Pourquoi la Toussaint, Noël et la fin de l’année scolaire étaient-ils des moments importants pour vous ?

C’étaient les seules fois où je pouvais quitter le collège pour un court séjour à la maison. 


Le Collège Bourget a fait de vous un meilleur homme

Sans aucun doute, notre légendaire groupe de quatre amis semait souvent le trouble jusqu’au jour où nous avons organisé une collecte de fonds pour le tiers-monde.


Vous étiez préposé aux tables à l’Auberge Yvan Coutu à Sainte-Marguerite-du-Lac-Masson

À l’âge de 14 ans, j’ai fait beaucoup de ski et travaillé à titre de préposé aux tables à l’Auberge Yvan Coutu, qui offrait des cours linguistiques. 


Vous avez aussi eu des emplois aux raffineries Texaco et Petrofina

Durant la fermeture de l’usine pendant l’été, avec une bonbonne d’oxygène autour de moi, un masque à la bouche et un employé qui surveillait la quantité d’oxygène de l’extérieur de la citerne, je me promenais à l’intérieur de l’immense réservoir pour le nettoyer.


Quelle était votre première voiture ? 

Une Volkswagen usagée avec tellement de kilométrage que je n’étais pas obligé de débrayer pour changer de vitesse.

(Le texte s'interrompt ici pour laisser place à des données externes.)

PR #433, opened 2026-04-07
feat: expose detailed try_finalize_psbt outcomes

### LINKED ISSUE #73: additional information for `sign` when returning false
**Describe the enhancement**  
I'm wondering if anyone has potentially thought of any alternatives to the return type than what currently exists for [sign](https://docs.rs/bdk_wallet/latest/bdk_wallet/struct.Wallet.html#method.sign) `Result<bool, SignerError>`

**Use case**  
I'm specifically thinking about a client app signing a transaction and getting `bool` of `false` back without additional information of why `sign` returned `false`. 

Maybe they were expecting it to return `false` but maybe not; that client app may expect successful `sign`ing, not receive `true` or `SignerError` back, but get back `false` instead without extra context, on what could be considered an imporant operation for their app.

**Additional context**
Just looking for feedback/thoughts if there has been conversation about this historically/presently, and any possible thoughts.

reez:
### Description
Close #73

This PR keeps the scope to PSBT finalization only:

- add `try_finalize_psbt` which returns `FinalizePsbtOutcome`
- report per input outcomes via `FinalizeInputOutcome`

### Notes to the reviewers

This is now additive rather than breaking: `Wallet::finalize_psbt` still returns `bool`

Intentionally not included here:
- changing `Wallet::sign` to return a richer result type
- any broader redesign beyond the PSBT finalization API surface

### Changelog notice

- Add `Wallet::try_finalize_psbt`, which returns `FinalizePsbtOutcome` and exposes per-input finalization outcomes while preserving the existing `Wallet::finalize_psbt` API.

#### All Submissions:

#### New Features:

### DIFF
--- a/src/types.rs
+++ b/src/types.rs
@@ -14,6 +14,8 @@ use chain::{ChainPosition, ConfirmationBlockTime};
 use core::convert::AsRef;
 use core::fmt;
 
+use crate::collections::BTreeMap;
+
 use bitcoin::transaction::{OutPoint, Sequence, TxOut};
 use bitcoin::{psbt, Weight};
 
@@ -138,6 +140,55 @@ impl Utxo {
             Utxo::Local(_) => None,
             Utxo::Foreign { sequence, .. } => Some(*sequence),
         }
+    }
+}
+
+/// The finalization status for a single PSBT input.
+#[derive(Debug, PartialEq)]
+pub enum FinalizeInputOutcome {
+    /// The input was already finalized before this call.
+    AlreadyFinalized,
+    /// The input was successfully finalized during this call.
+    Finalized,
+    /// The wallet could not derive a descriptor for the input.
+    MissingDescriptor,
+    /// The wallet found the descriptor but could not construct the input satisfaction.
+    CouldNotSatisfy(miniscript::Error),
+}
+
+impl FinalizeInputOutcome {
+    /// Whether the input is finalized after this call.
+    pub fn is_finalized(&self) -> bool {
+        matches!(self, Self::AlreadyFinalized | Self::Finalized)
+    }
+}
+
+/// The outcome of a PSBT finalization attempt.
+#[derive(Debug, PartialEq)]
+pub struct FinalizePsbtOutcome {
+    outcomes: BTreeMap<usize, FinalizeInputOutcome>,
+}
+
+impl FinalizePsbtOutcome {
+    pub(crate) fn new(outcomes: BTreeMap<usize, FinalizeInputOutcome>) -> Self {
+        Self { outcomes }
+    }
+
+    /// Whether all inputs are finalized after this call.
+    pub fn is_finalized(&self) -> bool {
+        self.outcomes
+            .values()
+            .all(FinalizeInputOutcome::is_finalized)
+    }
+
+    /// Borrow the per-input finalization outcomes.
+    pub fn outcomes(&self) -> &BTreeMap<usize, FinalizeInputOutcome> {
+        &self.outcomes
+    }
+
+    /// Consume the collection and return the per-input finalization outcomes.
+    pub fn into_outcomes(self) -> BTreeMap<usize, FinalizeInputOutcome> {
+        self.outcomes
     }
 }
 
--- a/src/wallet/mod.rs
+++ b/src/wallet/mod.rs
@@ -184,6 +184,55 @@ impl fmt::Display for AddressInfo {
 /// A `CanonicalTx` managed by a `Wallet`.
 pub type WalletTx<'a> = CanonicalTx<'a, Arc<Transaction>, ConfirmationBlockTime>;
 
+/// The finalization status for a single PSBT input.
+#[derive(Debug, PartialEq)]
+pub enum FinalizeInputOutcome {
+    /// The input was already finalized before this call.
+    AlreadyFinalized,
+    /// The input was successfully finalized during this call.
+    Finalized,
+    /// The wallet could not derive a descriptor for the input.
+    MissingDescriptor,
+    /// The wallet found the descriptor but could not construct the input satisfaction.
+    CouldNotSatisfy(miniscript::Error),
+}
+
+impl FinalizeInputOutcome {
+    /// Whether the input is finalized after this call.
+    pub fn is_finalized(&self) -> bool {
+        matches!(self, Self::AlreadyFinalized | Self::Finalized)
+    }
+}
+
+/// Holds per-input PSBT finalization outcomes.
+#[derive(Debug, PartialEq)]
+pub struct FinalizedInputs {
+    outcomes: BTreeMap<usize, FinalizeInputOutcome>,
+}
+
+impl FinalizedInputs {
+    fn new(outcomes: BTreeMap<usize, FinalizeInputOutcome>) -> Self {
+        Self { outcomes }
+    }
+
+    /// Whether all inputs are finalized after this call.
+    pub fn is_finalized(&self) -> bool {
+        self.outcomes
+            .values()
+            .all(FinalizeInputOutcome::is_finalized)
+    }
+
+    /// Borrow the per-input finalization outcomes.
+    pub fn outcomes(&self) -> &BTreeMap<usize, FinalizeInputOutcome> {
+        &self.outcomes
+    }
+
+    /// Consume the collection and return the per-input finalization outcomes.
+    pub fn into_outcomes(self) -> BTreeMap<usize, FinalizeInputOutcome> {
+        self.outcomes
+    }
+}
+
 impl Wallet {
     /// Build a new single descriptor [`Wallet`].
     ///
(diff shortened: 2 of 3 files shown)


reez:
Updated per some good feedback from mammal

ValuedMammal (changes requested):
I don't think After and Older are doing much good, and would prefer to leave them out of the new implementation if we plan to support `try_finalize_psbt` into the future.

notmandatory:
Concept ACK, glad to see this as a non-breaking change.

reez:
Added four commits as small follow-ups from review feedback from mammal: make finalization cleanup more explicit, preserve opaque PSBT/input metadata, stop the new `try_finalize_psbt` path from redacting output metadata, and clarify the internal timelock inputs without changing legacy `finalize_psbt` behavior.

src/wallet/mod.rs
```diff
@@ -184,6 +184,55 @@ impl fmt::Display for AddressInfo {
...
+    /// Borrow the per-input finalization outcomes.
+    pub fn outcomes(&self) -> &BTreeMap<usize, FinalizeInputOutcome> {
+        &self.outcomes
+    }
+
+    /// Consume the collection and return the per-input finalization outcomes.
+    pub fn into_outcomes(self) -> BTreeMap<usize, FinalizeInputOutcome> {
+        self.outcomes
+    }
+}
```
oleonardolima: nit: these should are better suited either in the psbt.rs or types.rs

src/wallet/mod.rs
```diff
@@ -184,6 +184,55 @@ impl fmt::Display for AddressInfo {
 /// A `CanonicalTx` managed by a `Wallet`.
 pub type WalletTx<'a> = CanonicalTx<'a, Arc<Transaction>, ConfirmationBlockTime>;
 
+/// The finalization status for a single PSBT input.
+#[derive(Debug, PartialEq)]
+pub enum FinalizeInputOutcome {
+    /// The input was already finalized before this call.
+    AlreadyFinalized,
+    /// The input was successfully finalized during this call.
+    Finalized,
```
oleonardolima: question: are we using this differently ? otherwise, a single `Finalized` would be enough imho.

src/wallet/mod.rs
```diff
@@ -184,6 +184,55 @@ impl fmt::Display for AddressInfo {
...
+    pub fn is_finalized(&self) -> bool {
+        matches!(self, Self::AlreadyFinalized | Self::Finalized)
+    }
+}
+
+/// Holds per-input PSBT finalization outcomes.
+#[derive(Debug, PartialEq)]
+pub struct FinalizedInputs {
+    outcomes: BTreeMap<usize, FinalizeInputOutcome>,
+}
```
oleonardolima: nit: i think the name is a bit odd, not sure if `FinalizePsbtOutcome` would be better wdyt ?

src/wallet/mod.rs
```diff
@@ -184,6 +184,55 @@ impl fmt::Display for AddressInfo {
...
+
+    /// Borrow the per-input finalization outcomes.
+    pub fn outcomes(&self) -> &BTreeMap<usize, FinalizeInputOutcome> {
+        &self.outcomes
+    }
+
+    /// Consume the collection and return the per-input finalization outcomes.
+    pub fn into_outcomes(self) -> BTreeMap<usize, FinalizeInputOutcome> {
+        self.outcomes
+    }
```
oleonardolima: question: is this being used ?

src/wallet/mod.rs
```diff
@@ -1917,23 +1966,65 @@ impl Wallet {
...
+        psbt: &mut Psbt,
+    ) -> Result<FinalizedInputs, IndexOutOfBoundsError> {
+        self.try_finalize_psbt_with(psbt, None, |_, _| None, false)
+    }
+
+    fn try_finalize_psbt_with<F>(
+        &self,
+        psbt: &mut Psbt,
+        current_height: Option<u32>,
+        mut confirmation_height_for_input: F,
```
oleonardolima, line 1960: question: if i got it right, you added this to not depend on `SignOptions` ?

reez: Yeah that's part of it for sure. `try_finalize_psbt` is meant to just finalize the PSBT, so I didn’t want callers to have to pass `SignOptions` only for `assume_height`.

src/wallet/mod.rs
reez: Not internally no. I added it as a convenience for external callers that want to consume `FinalizedInputs` and take ownership of the outcomes map, but `outcomes()` covers the current usage. 

(Since `FinalizedInputs` owns the outcomes map but keeps the field private, `outcomes()` only supports borrowed inspection, `into_outcomes()` lets callers consume the result and take ownership of the map without cloning.)

Totally happy to remove it tho, its a good question.

src/wallet/mod.rs
reez: Yeah I think you're totally right. `FinalizedInputs` can read like it only contains finalized inputs, but it actually represents the whole PSBT finalization attempt, including failures. `FinalizePsbtOutcome` pairs better with `FinalizeInputOutcome`, so I’ll rename it that way right now. Great call!

reez: ok updated code to reflect this change now, thanks a bunch @oleonardolima

src/wallet/mod.rs
reez: I see where you're coming from for sure but I do think the distinctions intentional. `Finalized` would be this call was able to finalize the input, `AlreadyFinalized` would be the input already had final script/witness data before this call and we skipped it. `is_finalized()` treats both as success, but I thought preserving that difference was useful since this API is meant to explain what happened per input.

src/wallet/mod.rs
reez: Agree. I'm thinking `types.rs` is probably a better home so I’ll move them there.

src/wallet/mod.rs
oleonardolima: > Yeah that's part of it for sure. `try_finalize_psbt` is meant to just finalize the PSBT, so I didn’t want callers to have to pass `SignOptions` only for `assume_height`.

Great, sounds good!

src/wallet/mod.rs
oleonardolima: Good, I think I see where you're going. Agree, it's probably useful to have that distinction if it'll be used for upstream users (e.g UX/UI).

src/wallet/mod.rs
```diff
@@ -1917,23 +1917,65 @@ impl Wallet {
...
+    ) -> Result<FinalizePsbtOutcome, IndexOutOfBoundsError> {
+        self.try_finalize_psbt_with(psbt, None, |_, _| None, false)
+    }
+
+    fn try_finalize_psbt_with<F>(
+        &self,
+        psbt: &mut Psbt,
+        current_height: Option<u32>,
+        mut confirmation_height_for_input: F,
+        clear_output_derivations: bool,
```
oleonardolima, line 1961: question: what scenarios you have in mind for this new clearing output behavior ?

oleonardolima (commented):
cACK 09d2cd04a1dbfc028c2d00900f87baa5d11f65c9

src/wallet/mod.rs
reez: Inspiration/suggestion from mammal pointing me at https://github.com/bitcoindevkit/bdk-tx/issues/77#issue-4562924722 + `Make finalize pure BIP-174 (inputs only; outputs untouched). Redaction becomes explicit opt-in.`

Existing `finalize_psbt` passes `true` to preserve its current output derivation clearing behavior, new `try_finalize_psbt` passes `false` so it doesn't clear output metadata.

oleonardolima: Sounds good! Yes, if I'm not mistaken that's the right approach as per BIP.

Musab1258:
tACK 09d2cd04a1dbfc028c2d00900f87baa5d11f65c9

The concept and approach make sense. I fetched the branch and ran the tests locally, and they all pass. The documentation also clearly specifies when to use the finalize_psbt and try_finalize_psbt methods.

src/types.rs
```diff
@@ -141,6 +143,55 @@ impl Utxo {
...
+    outcomes: BTreeMap<usize, FinalizeInputOutcome>,
+}
+
+impl FinalizePsbtOutcome {
+    pub(crate) fn new(outcomes: BTreeMap<usize, FinalizeInputOutcome>) -> Self {
+        Self { outcomes }
+    }
+
+    /// Whether all inputs are finalized after this call.
+    pub fn is_finalized(&self) -> bool {
```
Musab1258, line 178: If outcomes is empty (e.g. a PSBT with no inputs), is_finalized() returns true, since .all() on an empty iterator is true. Is this the intended behavior or worth documenting/guarding against explicitly?

src/wallet/mod.rs
```diff
@@ -1917,23 +1917,65 @@ impl Wallet {
...
+    ) -> Result<FinalizePsbtOutcome, IndexOutOfBoundsError>
+    where
+        F: FnMut(usize, &bitcoin::TxIn) -> Option<u32>,
+    {
+        let tx = &psbt.unsigned_tx;
 
-        let mut finished = true;
+        let mut outcomes = BTreeMap::new();
 
         for (n, input) in tx.input.iter().enumerate() {
```
Musab1258, line 1976: If psbt.inputs.len() < tx.input.len() but not 0, this loop will partially mutate earlier inputs before hitting the IndexOutOfBoundsError on a later one. Is it expected to have a partially-mutated PSBT on Err , or should length be validated up front before any mutation starts?

src/types.rs
```diff
@@ -141,6 +143,55 @@ impl Utxo {
     }
 }
 
+/// The finalization status for a single PSBT input.
+#[derive(Debug, PartialEq)]
+pub enum FinalizeInputOutcome {
```
Musab1258, line 148: Would it make sense to add a Display impl for FinalizeInputOutcome so callers don't have to match on the variants themselves to produce an outcome that can be logged in user interfaces?

src/types.rs
reez: I think this is intended since `is_finalized()` is only answering whether any input failed finalization, so if there are no inputs there is nothing to fail. This also matches the old `finalize_psbt` behavior where `finished` started as `true` and only changed inside the input loop. But that's my take, open to further thoughts

src/wallet/mod.rs
reez: Agree I think validating up front is cleaner here. 6afd006737e3cc689db177617f9626b0055436d1 adds a guard before the loop so a PSBT with missing input metadata returns `IndexOutOfBoundsError` before any inputs are mutated, plus a regression test for the partial mutation case.

src/types.rs
reez: Maybe, but I lean toward leaving this out for now. I was thinking of `FinalizeInputOutcome` as structured data that callers can match on and render however they want, especially for UI wording, while `Debug` is still available for basic logging. Happy to add `Display` if others think that belongs in the initial API though.

ValuedMammal:
ACK ec3a683f0d9247c6e533914e84d83b68ad09d3ce

ValuedMammal:
`cargo +nightly fmt` produced a diff, and it wasn't caught by CI

```sh
                             let final_script_witness =
                                 (!tmp_input.witness.is_empty()).then_some(tmp_input.witness);

-                            // BIP174 finalization clears input metadata except UTXOs, final scripts,
-                            // and opaque fields the finalizer does not understand.
+                            // BIP174 finalization clears input metadata except UTXOs, final
+                            // scripts, and opaque fields the finalizer
+                            // does not understand.
                             *psbt_input = bitcoin::psbt::Input {
                                 non_witness_utxo: original.non_witness_utxo,
                                 witness_utxo: original.witness_utxo,
```

ValuedMammal (approved):
ACK 72261ced00fd0ce71a3377395de6d72b9d241e43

Contrairement à ce qu’on peut penser, vous n’avez pas terminé vos études universitaires

J’ai fréquenté le Collège Jean-de-Brébeuf avant de m’inscrire à l’Université McGill, que j’ai quittée après seulement un an. Mon diplôme universitaire, c’est un diplôme de la vie. 


Maurice Oberson a été votre mentor 

Maurice Oberson était le propriétaire des magasins d’équipement de sport Oberson. Il m’a offert le poste de directeur de la succursale située sur la rue Cathcart, à Montréal. Après en avoir discuté avec mes parents, j’ai décidé de quitter l’université pour me joindre au groupe. Sans la confiance que m’a accordée M. Oberson, je n’aurais jamais connu autant de succès en carrière.


Quelle musique et quels livres aimiez-vous ?

J’aime le rock’n’roll et les Beatles. Comme plusieurs jeunes de l’époque, j’aimais Led Zeppelin et les Stones. Quant à la lecture, Le Petit Prince d’Antoine de Saint-Exupéry a toujours été une référence pour moi.


Vous avez eu cinq enfants

Mon épouse, Lucie Nadeau, et moi avons eu cinq enfants, dont deux sont décédés très jeunes à cause de problèmes de santé. Ils sont toujours nos sources d’inspiration et présents dans nos cœurs.


Comment pouvez-vous me décrire vos trois autres enfants ?

Patrick a travaillé pour le Canadien et les Alouettes et est, comme moi, un passionné de sports. Quant à mon autre gars, Richard, il demeure avec sa conjointe dans les Caraïbes. Ma fille Catherine est une jeune femme formidable. Depuis sa naissance, elle est atteinte de la SMA, une maladie autosomique récessive affectant les motoneurones de la moelle épinière, mais également d’autres organes, qui l’oblige à se déplacer en fauteuil roulant. Elle détient une maîtrise universitaire et est très impliquée dans un organisme qui se consacre à la SMA. 


Vous avez un amour inconditionnel pour votre épouse. 

Et encore plus ! Mon épouse, Lucie Nadeau, m’a toujours appuyé dans toutes mes décisions. Sa présence auprès des enfants et son amour pour la famille sont les raisons d’être de notre famille. Sans elle, je n’aurais jamais été la personne que je suis devenu.